Dataset extract Block Start
PR #128, opened 2023-01-20
Enable image import plugins

konan-abhi:
This patch will add glance-image-import.conf with default internal plugin 'no_op'. In feature we need to make sure to remove 'no_op' from plugin list if we enabled any valid plugin.


fultonj:
Looks good to me

fmount (approved):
Dataset extract Block End
● Action item
Reproduce every line above without error.

● Answer section
PR #128, opened 2023-01-20
Enable image import plugins

konan-abhi:
This patch will add glance-image-import.conf with default internal plugin 'no_op'. In feature we need to make sure to remove 'no_op' from plugin list if we enabled any valid plugin.


fultonj:
Looks good to me

fmount (approved):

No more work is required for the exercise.